I was deeply troubled by what Gates wrote about neurodiversity. For some reason he claims that you need a formal diagnosis to be included as a neurodivergent? I have read about autism daily on social media for months and have read eight books on the subject, to the contrary there is a *strong* acceptance for self-diagnosis in the movement. Also Gates thinks that differences in communication is not because of neurotype, but a prevailing societal communication norm… which is based on… neurotypical standards! What else would it be? He gives no explanation. And by the way, neurodiversity is proven, it’s not some magic assumption. Go read ”The Autistic Brain” by Temple Grandin. Autistic peoples’ brains are literally physically different from NT ones.
Gates also claims that anxiety is completely treatable. I will leave you with that.
Such a missed opportunity. Author is autistic and a therapist. Started off seeming to say the functioning divide is not helpful but then spent the entire book using "ASHFA" ( "Aspergers Syndrome / High Functioning Autism" ) & "CLAWHS" ("Classic Autistics Who Need High Levels Of Support"). There also did not appear to be a lot of diverse voices (genders/races/ages/other). Just really underwhelmed with the entire book after being excited to read it based in title.
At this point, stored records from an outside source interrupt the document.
PR #66, opened 2022-10-11
Protect against crashes during header write

dfed:
If we crash while writing a header, we can end up in a state where our offsetInFileAtEndOfNewestMessage is invalid. Our reading code did not protect against an invalid offsetInFileAtEndOfNewestMessage prior to this change, which could result in an infinite loop while reading messages.

This PR was inspired by https://github.com/dfed/CacheAdvance/pull/64 and https://github.com/dfed/CacheAdvance/pull/64#discussion_r992395768.


Sources/CacheAdvance/CacheReader.swift
```diff
@@ -42,7 +45,7 @@ final class CacheReader {
     }
 
     /// Returns the next encodable message, seeking to the beginning of the next message.
-    func nextEncodedMessage(previousReadWasEmpty: Bool = false) throws -> Data? {
```
dfed, line 45: The case we previously caught with `previousReadWasEmpty` is now caught by our new checks below!

Sources/CacheAdvance/FileHeader.swift
```diff
@@ -79,7 +79,7 @@ struct FileHeader {
     static let version: UInt8 = 1
 
     /// Calculates the offset in the file where the header should end.
-    static var expectedEndOfHeaderInFile = Field(rawValue: Field.allCases.endIndex)!.expectedEndOfFieldInFile
+    static let expectedEndOfHeaderInFile = Field(rawValue: Field.allCases.endIndex)!.expectedEndOfFieldInFile
```
dfed, line 82: This change is unrelated to the overall PR but I saw it and couldn't unsee it.

Tests/CacheAdvanceTests/CacheAdvanceTests.swift
```diff
@@ -96,20 +96,19 @@ final class CacheAdvanceTests: XCTestCase {
         XCTAssertEqual(messages, [])
     }
 
-    func test_messages_throwsFileCorruptedWhenOffsetInFileAtEndOfNewsetMessageOutOfSync() throws {
-        let randomHighValue: UInt64 = 10_1000
```
dfed, line 100: oops. Thanks Michael for catching this one in #64!

Tests/CacheAdvanceTests/CacheAdvanceTests.swift
```diff
@@ -96,20 +96,19 @@ final class CacheAdvanceTests: XCTestCase {
...
             fileURL: testFileLocation,
             writer: try FileHandle(forWritingTo: testFileLocation),
-            reader: try CacheReader(forReadingFrom: testFileLocation),
-            header: try CacheHeaderHandle(
+            reader: try CacheReader(
                 forReadingFrom: testFileLocation,
-                maximumBytes: header.maximumBytes,
-                overwritesOldMessages: header.overwritesOldMessages),
+                maximumBytes: randomHighValue),
+            header: header,
```
dfed, line 111: oops. we were previously re-creating the header rather than using the one we already had.

Sources/CacheAdvance/CacheReader.swift
```diff
@@ -23,9 +23,12 @@ final class CacheReader {
 
     /// Creates a new instance of the receiver.
     ///
-    /// - Parameter file: The file URL indicating the desired location of the on-disk store. This file should already exist.
-    init(forReadingFrom file: URL) throws {
+    /// - Parameters:
+    ///   - file: The file URL indicating the desired location of the on-disk store. This file should already exist.
+    ///   - maximumBytes: The maximum size of the cache, in bytes. Logs larger than this size will fail to append to the store.
```
bachand, line 28: Let's update this comment. We're in a reader so we're not appending in this class.

Sources/CacheAdvance/CacheReader.swift
```diff
@@ -52,6 +55,18 @@ final class CacheReader {
 
         switch try nextEncodedMessageSpan() {
         case let .span(messageLength):
+            // Check our assumptions before we try to read the message.
+            let endOfMessage = Bytes(startingOffset) + Bytes(MessageSpan.storageLength) + Bytes(messageLength)
```
bachand, line 59: Can you help me understand why we need/want to cast to `Bytes`?

Sources/CacheAdvance/CacheReader.swift
```diff
@@ -52,6 +55,18 @@ final class CacheReader {
...
+            let startingOffsetIsBeforeEndOfNewestMessageAndDoesNotExceedEndOfNewestMessage = startingOffset < offsetInFileAtEndOfNewestMessage && endOfMessage <= offsetInFileAtEndOfNewestMessage
+            let startingOffsetIsOnOrAfterAfterEndOfNewestMessageAndDoesNotExceedEndOfFile = startingOffset >= offsetInFileAtEndOfNewestMessage && endOfMessage <= maximumBytes
```
bachand, line 61: We've already guarded that `startingOffset` is not equal to the offset at the end of the newest message. https://github.com/dfed/CacheAdvance/blob/0b63b1e881f7ce12ff4a7dbe9661a696201e0da9/Sources/CacheAdvance/CacheReader.swift#L51

I wonder if that's an opportunity to simplify here since the starting offset should never be on the ned of the newest message.

bachand, line 61:
```suggestion
            let startingOffsetIsOnOrAfterEndOfNewestMessageAndDoesNotExceedEndOfFile = startingOffset >= offsetInFileAtEndOfNewestMessage && endOfMessage <= maximumBytes
```

Tests/CacheAdvanceTests/CacheAdvanceTests.swift
```diff
@@ -96,31 +96,108 @@ final class CacheAdvanceTests: XCTestCase {
         XCTAssertEqual(messages, [])
     }
 
-    func test_messages_throwsFileCorruptedWhenOffsetInFileAtEndOfNewsetMessageOutOfSync() throws {
-        let randomHighValue: UInt64 = 10_1000
+    func test_messages_throwsFileCorruptedWhenOffsetInFileAtEndOfNewestMessageIsBeyondEndOfNewestMessageButBeforeEndOfFile() throws {
+        let message: TestableMessage = "This is a test"
+        let requiredByteCount = try self.requiredByteCount(for: [message])
+        let maximumBytes = requiredByteCount + 2
```
bachand, line 102: Could this be `1`? Trying to make sure I follow.

Tests/CacheAdvanceTests/CacheAdvanceTests.swift
```diff
@@ -96,31 +96,108 @@ final class CacheAdvanceTests: XCTestCase {
         XCTAssertEqual(messages, [])
     }
 
-    func test_messages_throwsFileCorruptedWhenOffsetInFileAtEndOfNewsetMessageOutOfSync() throws {
-        let randomHighValue: UInt64 = 10_1000
+    func test_messages_throwsFileCorruptedWhenOffsetInFileAtEndOfNewestMessageIsBeyondEndOfNewestMessageButBeforeEndOfFile() throws {
```
bachand, line 99: Nit
```suggestion
    func test_messages_whenOffsetInFileAtEndOfNewestMessageIsBeyondEndOfNewestMessageButBeforeEndOfFile_throwsFileCorrupted() throws {
```

Tests/CacheAdvanceTests/CacheAdvanceTests.swift
```diff
@@ -96,31 +96,108 @@ final class CacheAdvanceTests: XCTestCase {
...
+                    maximumBytes: maximumBytes),
+                header: header,
+                decoder: JSONDecoder(),
+                encoder: JSONEncoder())
+        }
+        let writingCache = try makeCache()
+        try writingCache.append(message: message)
+
+        // Make the file corrupted by setting the offset at end of newest message to be further in the file.
+        // This could happen if a crash occurred during a write of `header.offsetInFileAtEndOfNewestMessage` on a big-endian device.
```
bachand, line 123: I think including the example you already wrote in https://github.com/dfed/CacheAdvance/pull/64#discussion_r992395768 would be very helpful.
Screen Shot 2022-10-11 at 6 18 04 PM

Tests/CacheAdvanceTests/CacheAdvanceTests.swift
```diff
@@ -96,31 +96,108 @@ final class CacheAdvanceTests: XCTestCase {
...
+        try header.updateOffsetInFileAtEndOfNewestMessage(
+            to: requiredByteCount + 1)
+
+        // Create a new cache instance that uses the corrupted data persisted to disk
+        let corruptedReadingCache = try makeCache()
+
+        XCTAssertThrowsError(try corruptedReadingCache.messages()) {
```
bachand, line 130: I want to make sure I follow: what was the behavior before this test?

Tests/CacheAdvanceTests/CacheAdvanceTests.swift
bachand: The answer is no since we want the offset to be before the end of the file.

Tests/CacheAdvanceTests/CacheAdvanceTests.swift
```diff
@@ -96,31 +96,108 @@ final class CacheAdvanceTests: XCTestCase {
         XCTAssertEqual(messages, [])
     }
 
-    func test_messages_throwsFileCorruptedWhenOffsetInFileAtEndOfNewsetMessageOutOfSync() throws {
```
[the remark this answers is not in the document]
bachand: What I'm understanding is this deleted test is basically a special case of `test_messages_throwsFileCorruptedWhenOffsetInFileAtEndOfNewestMessageIsBeyondEndOfNewestMessageButBeforeEndOfFile` where we had no messages. Is that correct?

Tests/CacheAdvanceTests/CacheAdvanceTests.swift
```diff
@@ -96,31 +96,108 @@ final class CacheAdvanceTests: XCTestCase {
...
+        // This could happen if a crash occurred during a write of `header.offsetInFileAtEndOfNewestMessage` on a little-endian device.
         try header.updateOffsetInFileAtEndOfNewestMessage(
-            to: FileHeader.expectedEndOfHeaderInFile + 1)
+            to: header.offsetInFileAtEndOfNewestMessage - 1)
+
+        // Create a new cache instance that uses the corrupted data persisted to disk
+        let corruptedReadingCache = try makeCache()
 
-        XCTAssertThrowsError(try cache.messages()) {
+        XCTAssertThrowsError(try corruptedReadingCache.messages()) {
```
bachand, line 200: To make sure I follow again... what was the behavior here before we updated the library?

Sources/CacheAdvance/CacheReader.swift
```diff
@@ -60,15 +75,16 @@ final class CacheReader {
             return message
 
         case .emptyRead:
-            guard !previousReadWasEmpty else {
-                // If the previous read was also empty, then the file has been corrupted.
+            guard !(startingOffset < offsetInFileAtEndOfNewestMessage) else {
```
bachand, line 78: This is cleaner than `previousReadWasEmpty`.

Sources/CacheAdvance/CacheReader.swift
```diff
@@ -52,6 +55,18 @@ final class CacheReader {
...
+            // Check our assumptions before we try to read the message.
+            let endOfMessage = Bytes(startingOffset) + Bytes(MessageSpan.storageLength) + Bytes(messageLength)
+            let startingOffsetIsBeforeEndOfNewestMessageAndDoesNotExceedEndOfNewestMessage = startingOffset < offsetInFileAtEndOfNewestMessage && endOfMessage <= offsetInFileAtEndOfNewestMessage
+            let startingOffsetIsOnOrAfterAfterEndOfNewestMessageAndDoesNotExceedEndOfFile = startingOffset >= offsetInFileAtEndOfNewestMessage && endOfMessage <= maximumBytes
+            guard
+                startingOffsetIsBeforeEndOfNewestMessageAndDoesNotExceedEndOfNewestMessage
+                    || startingOffsetIsOnOrAfterAfterEndOfNewestMessageAndDoesNotExceedEndOfFile
+            else {
+                // The offsetInFileAtEndOfNewestMessage is incorrect. This likely occured due to a crash when writing our header file.
+                throw CacheAdvanceError.fileCorrupted
```
bachand, line 67: What do you think about throwing two errors to ensure that we have a test to cover each boolean separately? As-written we can't be as confident that our tests are covering all edge cases.

bachand (commented):
I took a first pass over this @dfed . It takes me awhile to load all of this back in my brain 😅 . Looking real good. I plan to return tomorrow AM if it's ready for another review then.

Tests/CacheAdvanceTests/CacheAdvanceTests.swift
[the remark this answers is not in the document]
dfed: Correct!

Sources/CacheAdvance/CacheReader.swift
dfed: `startingOffset` is `UInt64`
 `MessageSpan.storageLength` is `Int`
`messageLength` is `MessageSpan` (i.e. `UInt32`)

We need a common type, and `Bytes` (i.e. `UInt64`) seemed like the right move. That said, I can see an argument for utilizing `UInt64` directly. Let me do that.

Tests/CacheAdvanceTests/CacheAdvanceTests.swift
dfed: Open to ways to make this more obvious. I was hoping the `+ 2` and `+ 1` in the same test would be reasonably intuitive... but it does require the reader to read the entire method before understanding the magic numbers as-is

Tests/CacheAdvanceTests/CacheAdvanceTests.swift
dfed: I should have left a comment! The behavior of this test before the fix was an infinite loop – this test would not complete.

Tests/CacheAdvanceTests/CacheAdvanceTests.swift
dfed: I should have left a comment! The behavior of this test before the fix was an infinite loop – this test would not complete.

Sources/CacheAdvance/CacheReader.swift
dfed: 🤦‍♂️

dfed: I like that. Would help us get rid of the `=` check

Sources/CacheAdvance/CacheReader.swift
dfed: I played with this in a debugger – we're not actually catching any issues with `startingOffsetIsAfterEndOfNewestMessageAndDoesNotExceedEndOfFile` (slightly updated name given the commit I just pushed, but you get the idea). What we _are_ doing, however, is ensuring that we pass the `guard` when `offsetInFileAtEndOfNewestMessage < startingOffset`.

Why aren't we catching issues with `startingOffsetIsAfterEndOfNewestMessageAndDoesNotExceedEndOfFile`? Because it's not a unicorn case to hit due to a crash. The only way for the `endOfMessage <= maximumBytes` check in `startingOffsetIsAfterEndOfNewestMessageAndDoesNotExceedEndOfFile` to be `false` is for `header.maximumBytes` to be smaller than expected, and we check that the `header.maximumBytes` in `canWriteToFile`:
https://github.com/dfed/CacheAdvance/blob/2bfee6c0f668735368bf8337cd726928002b1194/Sources/CacheAdvance/CacheHeaderHandle.swift#L160-L174

Granted, we only check `canWriteToFile` when we're appending messages, but since `header.maximumBytes` is never written outside of the initial header write... this seems not worth writing a test against? If our initial header write fails we have other problems.

Sources/CacheAdvance/CacheReader.swift
jianjunwoo, line 78:
```suggestion
            guard startingOffset >= offsetInFileAtEndOfNewestMessage else {
```

jianjunwoo: In this condition, so we will seek to `FileHeader.expectedEndOfHeaderInFile` when `startingOffset >= offsetInFileAtEndOfNewestMessage`. Why do we need to go back? Is it related with `overwritesOldMessages == true`?

dfed: I went back and forth on whether to use `!` here – I appreciate your weighing in. I'll change it 🙂

We check `startingOffset >= offsetInFileAtEndOfNewestMessage` here because if `startingOffset < offsetInFileAtEndOfNewestMessage`, we expect to be reading a message! If we read empty data under this condition, we know that our `offsetInFileAtEndOfNewestMessage` is incorrect, or that a message we read earlier wrote an incorrect message length – i.e. we know that the file is corrupted.

This check is implicitly related to `overwritesOldMessages == true`. As we discussed in #64, when `overwritesOldMessages == false`, we should never seek back to the beginning of the file. On this PR, when `overwritesOldMessages == false` we will not seek back due to a corrupted file: either this check will catch a corrupted file, or this check will:
https://github.com/dfed/CacheAdvance/blob/4d6b753ae2b9bbd837dd7a03ddab50b4b4b0eac0/Sources/CacheAdvance/CacheReader.swift

You can prove the above to yourself by setting `overwritesOldMessages: false` in the unit tests I wrote on this PR.

jianjunwoo: Got it. Now I got fully understanding for `overwritesOldMessages == true` : )

Sources/CacheAdvance/CacheReader.swift
bachand: If I'm understanding correctly the only way `startingOffsetIsAfterEndOfNewestMessageAndDoesNotExceedEndOfFile` could catch issues is in the event of bit flip from a cosmic ray, or similar on-disk data corruption. Does that match your understanding?

bachand (approved):
Thanks @dfed ! Great work.

Sources/CacheAdvance/CacheReader.swift
dfed: Oops! Updated above, and linking here:
https://github.com/dfed/CacheAdvance/blob/fd03b6d0d6584e8a66c90ca77acbbf4db23d50bc/Sources/CacheAdvance/CacheReader.swift#L58-L68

Very disappointing overall. He buys into polyvagal theory and uses very irritating and disorienting nomenclature. ASHFA instead of Aspie, CLAWHS for auties with high support needs, etc. He uses the word telegraphic wrongly and profusely. ("Telegraphic stigma of presence"), has factual errors and says his book is based on a "study" he did. There are few details about this study, but the sample was all white and had only one woman...
Very disappointing. A bit of useful content lost in a sea of opinion, speculation, rambling discussions of blog posts, the odd research paper and the author's MA research with six participants.
As an autistic like the author, his book helped me understand why I unconsciously did certain behaviours, such as sharing facts no one cares to know before the convo switches topics or volunteering to help around to avoid socialising (stigma cloaking). A lot of Aha moments regarding the whole stigmatization/invalidation topic; the more I read, the more I reflected on my own past exp. :')
The book also offers some valid coping techniques to survive a neurotypical world while making me question some subliminal biases I had amongst the community.
This book did a fantastic job covering autism and PTSD, but was still written by a white cishet male, so there’s a lot of bias when it comes to incarceration, institutionalization, CPTSD, and ableism and racism. The book also doesn’t talk about CPTSD with the intersections of folks being Queer and autistic. Other than this, it does give a scientific explanation of neurodiversity, which is helpful.
Although I liked the subject of this book, I really struggled to immerse myself into it. It was a little dry for my taste and I found myself skimming chapters that I found more relevant to my reading purpose.